● **WHAT TO PRODUCE**
The lines to extract run from the first line of the entries through the line that contains "- Some computed"; reproduce exactly those lines and no others.

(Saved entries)

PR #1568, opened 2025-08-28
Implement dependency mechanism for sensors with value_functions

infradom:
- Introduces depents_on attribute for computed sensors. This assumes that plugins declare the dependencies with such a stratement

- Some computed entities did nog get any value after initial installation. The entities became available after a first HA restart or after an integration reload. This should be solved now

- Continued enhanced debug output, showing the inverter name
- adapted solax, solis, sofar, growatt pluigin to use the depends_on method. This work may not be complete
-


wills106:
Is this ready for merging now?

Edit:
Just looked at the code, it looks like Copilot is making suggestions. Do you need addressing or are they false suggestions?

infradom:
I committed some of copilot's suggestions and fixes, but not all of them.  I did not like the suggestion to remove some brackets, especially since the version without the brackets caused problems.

● **SOLVED EXERCISE**
PR #1568, opened 2025-08-28
Implement dependency mechanism for sensors with value_functions

infradom:
- Introduces depents_on attribute for computed sensors. This assumes that plugins declare the dependencies with such a stratement

- Some computed entities did nog get any value after initial installation. The entities became available after a first HA restart or after an integration reload. This should be solved now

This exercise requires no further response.